One Another: Bear One Another's Burdens
This blog is by Ashley Bowie, who pairs well with coffee and a good story.
Life is really hard. I’m sure you have noticed that. Sometimes in life you have to deal with people who don’t like you, or with people you don’t like. You have to work during times you would rather be with your family. People say mean things or do terrible things, loved ones die or we have to stand by as they face trials we don’t know how to help with. Life is really hard.
It does not become perfectly easy as a Christ follower. I’m sure you’ve noticed that too. People still hurt you, bosses still exist, tragedies happen to us or the people we love and you can still get weary and depressed. In our own community right now there are people facing loss and hardship that seems unfair, and more than most of us know what to do with.
The world will offer a few solutions to your problems, they come in little inspirational slogans on a backdrop of a sunset or waterfall. ‘Pull yourself up’ is the general idea in most of them. If you can’t manage that, then try to keep your sorrows to yourself and not weigh down the rest of the world. You’ll get better, give it time.

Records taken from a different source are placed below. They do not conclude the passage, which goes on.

PR #18369, opened 2020-05-18
prevent over-localization in link text

JasonCard:
The NuGet package name within link text is getting over-localized, so suggest to make the link text as inline code to prevent this.


guardrex:
It appears about seven more times across the docs. I'll put in a quick PR after this to patch those up as well.

PR #18473, opened 2020-05-25
Update model.md

Takahiro901:
[environment]
Visual Studio for Mac
ASP.NET Core 3.1.2
  
When I studied this tutorial, I saw the view like below screenshot. This is different from the screenshot in the document. 
  
image
  
In my opinion, this procedure is required when Visual Studio for Mac is used.


Rick-Anderson:
That's not correct.

PR #18485, opened 2020-05-26
Update get-started.md

jongio:
- I had an older version of the .NET CLI 3.1.x and it couldn't find the wasm template. I upgraded to 3.1.300 and it worked.
- Added instructions for enabling the debug preview in VS Code.


guardrex:
Hello @jongio ...

> Open VS Code Settings (File -> Preferences -> Settings). Search for "debug javascript use preview" and check the "Use the new in-preview JavaScript debugger for Node.js and Chrome" checkbox.

I don't see that setting. Did that just come down with 1.45.1? If not, could you post a screenshot here?

Issue #27298, opened 2022-10-15
OpenAPI support in minimal APIs v7 Examples


timdeschryver:
Hello, first of all thanks for the new `OpenAPI` API 🎉

While going through the docs, I tried out the examples in the docs and bumped against the following issue.

The examples in the v7 docs that are using `WithOpenApi` do not compile.

For example, the snippet at https://learn.microsoft.com/en-us/aspnet/core/fundamentals/minimal-apis/openapi?view=aspnetcore-7.0#add-operation-ids-to-openapi-1

```cs
app.MapGet("/todos", async (TodoDb db) => await db.Todos.ToListAsync())
    .WithOpenApi(operation => new(operation)
    {
        OperationId = "GetTodos"
    });
```

Give the following error:

```
Constructor 'OpenApiOperation' has 0 parameter(s) but is invoked with 1 argument(s)
```

Screenshot:

![image](https://user-images.githubusercontent.com/28659384/195991916-a394adf2-c66d-40bb-98c1-e4ca39847444.png)

I'm using the latest version (7.0.0-rc.2.22476.2) of Microsoft.AspNetCore.OpenApi, which came with a newly generated project using `dotnet new`.

I suppose this should become the following, if so I'm happy to update the docs 😀

```cs
app.MapGet("/todos", async (TodoDb db) => await db.Todos.ToListAsync())
    .WithOpenApi(operation =>
    {
        operation.OperationId = "GetTodos";
        return operation;
    })
```

One small detail: I think the snippet is used for v6 and v7, but it would be great if the snippet contained the correct number - which makes it easier to copy paste 😊

![image](https://user-images.githubusercontent.com/28659384/195991723-762595e6-f62b-4fe4-a570-5f2e3f29d754.png)

---
#### Document Details

⚠ *Do not edit this section. It is required for learn.microsoft.com ➟ GitHub issue linking.*

* ID: b18acd86-50e3-2316-27be-27156651e5a8
* Version Independent ID: b18acd86-50e3-2316-27be-27156651e5a8
* Content: [How to use OpenAPI with minimal APIs](https://learn.microsoft.com/en-us/aspnet/core/fundamentals/minimal-apis/openapi?view=aspnetcore-7.0)
* Content Source: [aspnetcore/fundamentals/minimal-apis/openapi.md](https://github.com/dotnet/AspNetCore.Docs/blob/main/aspnetcore/fundamentals/minimal-apis/openapi.md)
[...]

PR #27299, opened 2022-10-15
Update openapi.md

captainsafia:
Addresses feedback from https://github.com/dotnet/AspNetCore.Docs/issues/27298

### DIFF
--- a/aspnetcore/fundamentals/minimal-apis/openapi.md
+++ b/aspnetcore/fundamentals/minimal-apis/openapi.md
@@ -75,7 +75,7 @@ ASP.NET Core provides the [`Microsoft.AspNetCore.OpenApi`](https://www.nuget.org
 
 [!code-xml[](7.0-samples/WebMinOpenApi/projectFile.xml?highlight=10)]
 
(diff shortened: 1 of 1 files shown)


Rick-Anderson (approved):

aspnetcore/fundamentals/minimal-apis/7.0-samples/WebMinOpenApi/projectFile.xml
```diff
@@ -8,7 +8,7 @@
 
   <ItemGroup>    
     <PackageReference Include="Microsoft.AspNetCore.OpenApi" Version="7.0.*-*" />
-    <PackageReference Include="Swashbuckle.AspNetCore" Version="6.2.3" />
+    <PackageReference Include="Swashbuckle.AspNetCore" Version="6.4.0" />
```
Rick-Anderson, line 11: This will be out of date soon. Can't we a [Floating Versions](https://learn.microsoft.com/en-us/nuget/consume-packages/package-references-in-project-files#floating-versions)
`Version="6.*-*" />`

captainsafia: I'm a little hesitant to use floating versions for external dependencies. I'd rather pin to versions that we've tested against. This matches the version we are shipping with in the templates for 7.0...

PR #27372, opened 2022-10-25
Add route groups to What's new

tdykstra:
Contributes to #26819


halter73 (approved):
I'm working on improving this sample and expanding on it in a separate document.

Can we get rid of `"~/fundamentals/minimal-apis/7.0-samples/todo-group` since it's so similar to `~/fundamentals/minimal-apis/7.0-samples/todo-group2`.

PR #27385, opened 2022-10-26
[7.0] Finalize JSImport/JSExport interop

guardrex:
Addresses https://github.com/dotnet/AspNetCore.Docs/issues/27016
Addresses https://github.com/dotnet/AspNetCore.Docs/issues/26364

Pavel ... I assume that we can place a copy of the .NET-JavaScript type mappings table in the Blazor JS interop article. I use a versioned INCLUDE file for it to avoid duplicated content. The file is also versioned, so it can be easily updated release-to-release.

btw - I noticed a *NIT* update 😈 to make for another INCLUDE file (`size-limits.md`). I forgot to place a 7.0 version of that file for some earlier updates. I'm just going to tack that on here to knock it out 🥊😵.


guardrex:
Note that because this touches the *What's New* and *Migration* articles that I can only leave it up for a few hours. We're trying not to step on each others' PRs that touch these topics. If you don't get a chance to review before I merge, you can post feedback here for a patch update later.

PR #27424, opened 2022-10-28
Endpoint names are not inferred

halter73:
This was the behavior in some .NET 6 preview releases, but was reverted in .NET 6 RC 2 due to potential uniqueness issues given overloaded method groups: dotnet/aspnetcore#36518. This is why `{linker.GetPathByName("Hi", values: null)}` was null.

It's surprising that this REVIEW note stayed in the doc for over a year without anyone who knows about this noticing, but that's partially on me.

Also, these are technically "endpoint" names, not "route" names.

### DIFF
--- a/aspnetcore/fundamentals/minimal-apis.md
+++ b/aspnetcore/fundamentals/minimal-apis.md
@@ -329,7 +329,7 @@ Route handlers are methods that execute when the route matches. Route handlers c
 
 [!code-csharp[](minimal-apis/samples/WebMinAPIs/Program.cs?name=snippet_sm)]
 
-### Name endpoints and link generation
+### Named endpoints and link generation
 
 Endpoints can be given names in order to generate URLs to the endpoint. Using a named endpoint avoids having to hard code paths in an app:
 
--- a/aspnetcore/fundamentals/minimal-apis.md
+++ b/aspnetcore/fundamentals/minimal-apis.md
@@ -337,12 +337,6 @@ Routes can be given names in order to generate URLs to the route. Using a named 
 
 The preceding code displays `The link to the hello route is /hello` from the `/` endpoint.
 
-Route names are inferred from method names if specified:
-
-[!code-csharp[](minimal-apis/samples/WebMinAPIs/Program.cs?name=snippet_nr2)]
-
-**REVIEW**: `{linker.GetPathByName("Hi", values: null)}` is null in the preceding code.
-
 **NOTE**: Route names are case sensitive.
 
 Route names:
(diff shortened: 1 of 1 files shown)


aspnetcore/fundamentals/minimal-apis.md
```diff
@@ -329,23 +329,17 @@ Route handlers are methods that execute when the route matches. Route handlers c
 
 [!code-csharp[](minimal-apis/samples/WebMinAPIs/Program.cs?name=snippet_sm)]
 
-### Name routes and link generation
+### Name endpoints and link generation
```
captainsafia, line 332:
```suggestion
### Named endpoints and link generation
```

❓

aspnetcore/fundamentals/minimal-apis.md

The people of God have another option. We have one another. The New Testament has 55 “One Another” statements. These verses call out how we are to treat one another. We are called the body of Christ; we are one body. The hand does not despise the foot, the eye does not despise the heart, we are all in this together. When one member suffers, all suffer, when one rejoices, all rejoice. That means we don’t abandon people when they are sad because it makes us too sad. We don’t grow envious of one another’s victories because we didn’t get a victory. We share in these things with one another. You are no freer to walk away from a member of the body of Christ than you are to cut off your own hand. Sure you could, but only at a great detriment to yourself.
A few weeks ago, the women of Redeemer gathered together for breakfast, prayer and good conversation. Usually there is a teaching during these quarterly gatherings but not this week. We gathered intentionally, to bear one another’s burdens.

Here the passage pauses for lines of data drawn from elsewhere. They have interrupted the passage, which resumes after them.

PR #27461, opened 2022-11-01
Document IComponent

### LINKED ISSUE #27337: Document IComponent
I couldn't find any documentation about IComponent in the Blazor docs. A user pointed out this missing content in the Blazor eBook: https://github.com/dotnet/docs/issues/31426.

IComponent is the lowest level abstraction for components in Blazor. Typically, you implement Razor components using .razor files, which are based on ComponentBase, but you can build use components based on IComponent instead. It's an advanced scenario, but it should be documented somewhere.

@SteveSandersonMS Thoughts on how you'd like IComponent documented? Could you provide a sketch of the desired content?

---
#### Document Details

* Content: [ASP.NET Core Razor components](https://learn.microsoft.com/en-us/aspnet/core/blazor/components/?view=aspnetcore-6.0)
* Product: **aspnet-core**
* GitHub Login: @guardrex
* Microsoft Alias: **riande**

guardrex:
Fixes #27337

I'm drafting some kind of content here for this ... *crappy content*??! 🙈😄. This is just to get the ball rolling with some ideas.

### DIFF
--- a/aspnetcore/blazor/components/index.md
+++ b/aspnetcore/blazor/components/index.md
@@ -26,7 +26,7 @@ By default, <xref:Microsoft.AspNetCore.Components.ComponentBase> is the base cla
 
 [!INCLUDE[](~/includes/aspnetcore-repo-ref-source-links.md)]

Galatians 6:2 “Bear one another’s burdens, and so fulfill the law of Christ.”
There is no instruction on how to do this. But as the body of Christ, that has the spirit of Christ, you don’t have to know. Sometimes the thing to do is just be there, sometimes it’s offering prayer, or to take a task off their hands. The thing is, Christ knows what is needed, and we as His body, simply act in love. Language does not contain the right words in times of sorrow, and it is hard to know what do or say when your friend loses someone, or faces a tragedy. But still we are called to bear with one another.

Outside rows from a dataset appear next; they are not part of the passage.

PR #27532, opened 2022-11-08
Message size limit and prerendering state size

### LINKED ISSUE #27531: Mention limitations of pre-render size
I was debugging an issue with a page that rendered, but started showing the "reconnecting" dialog after ~20 seconds or so. There was no error server-side and the client-side contained rather unhelpful traceback:

> [Error] [2022-11-08T09:44:35.259Z] Error: Error: Circuit host not initialized.
	log (blazor.server.js:1:115822)
	(anonymous function) (blazor.server.js:1:122515)
	asyncFunctionResume
	(anonymous function)
	promiseReactionJobWithoutPromise
	promiseReactionJob

After some investigation I've found a similar issue with this message: https://github.com/dotnet/aspnetcore/issues/44280#issuecomment-1266747939. This is a severe problem in our situation, as we don't know beforehand the pre-rendered size of certain data. The failure mode here is completely wrong: when you go over the limit, the client will fail to initialize and you have no way of detecting this nor recovering. State preservation should fail server-side when trying to persist data that will be over the limit.

In any case: this limitation should be included in the documentation as it will cause serious problems for users.

---
#### Document Details

* ID: 329a19ef-fb46-1f6b-a734-fa1c1334b1e5
* Version Independent ID: 3fa4318a-3c11-c1d8-bf24-ddc6d8441ca2
* Content: [Prerender and integrate ASP.NET Core Razor components](https://learn.microsoft.com/en-us/aspnet/core/blazor/components/prerendering-and-integration?view=aspnetcore-6.0#persist-prerendered-state)
* Content Source: [aspnetcore/blazor/components/prerendering-and-integration.md](https://github.com/dotnet/AspNetCore.Docs/blob/main/aspnetcore/blazor/components/prerendering-and-integration.md)
* Product: **aspnet-core**
* GitHub Login: @guardrex
* Microsoft Alias: **riande**

guardrex:
Fixes #27531

Thanks @Bouke! :rocket: ... I'll remain 👂 on your PU issue in case there's more to address. If so, I'll do that on a follow-up PR. This is ***NOT*** a good time to leave PRs lying around with the .NET 7 release and all of the docs work needed to activate the new release docs ... 😈 ***merge conflicts!*** 😈

I added the coverage both to the *Prendering* doc ***and*** in the *Persist component state* TH doc. That should surface it well.

I also included the exact client-side message about the circuit not initializing, which can help devs find this content via a string-based docs search.

Since most apps won't hit the limit  ... we hope 🤞🍀 and is consistent with the lack of issues generated on this particular error, here on the docs repo anyway, I'll hold off on placing this info into the *Fundamentals* > *SignalR* topic. If more feedback arrives on it 💥 in apps, I'll further expand this into that fundamentals topic.

### DIFF
--- a/aspnetcore/blazor/components/prerendering-and-integration.md
+++ b/aspnetcore/blazor/components/prerendering-and-integration.md
@@ -936,7 +936,7 @@ A large prerendered state size may exceed the SignalR circuit message size limit
 
 To resolve the problem, use ***either*** of the following approaches:
 
-* Reduce the amount of data that you are putting in prerrendered state.
+* Reduce the amount of data that you are putting into the prerrendered state.
 * Increase the [SignalR message size limit](xref:blazor/fundamentals/signalr#circuit-handler-options-for-blazor-server-apps). ***WARNING***: Increasing the limit may increase the risk of Denial of service (DoS) attacks.
 
 ## Additional Blazor Server resources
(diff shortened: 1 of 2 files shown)


Bouke:
Thank you for the fast turn-around on this and the clarification provided, should be helpful.

guardrex:
Sure thing ... I'll keep an 👂 on if Javier has further feedback that can be placed into these remarks for a follow-up PR.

I think in the simplest of terms, this means just not walking away, not cutting off your hand. For us, on that sunny Saturday morning, this meant we spent time just talking with one another, listening to one another’s stories, and sharing our own. This meant that when we prayed for a friend we all wept together for the struggle she is facing. This means we remember one another’s trials and we continue to pray. You don’t have to know what to do because God does know, and He will see to it. Bearing with one another means hand to hand praying, one foot after the other, brain communicating with heart, lungs handling the rhythm of breath while the tear ducts empty.
No one is in this alone. The world has nothing to offer because the world is “every man for himself.” Among the body of Christ it is, “every man is myself.”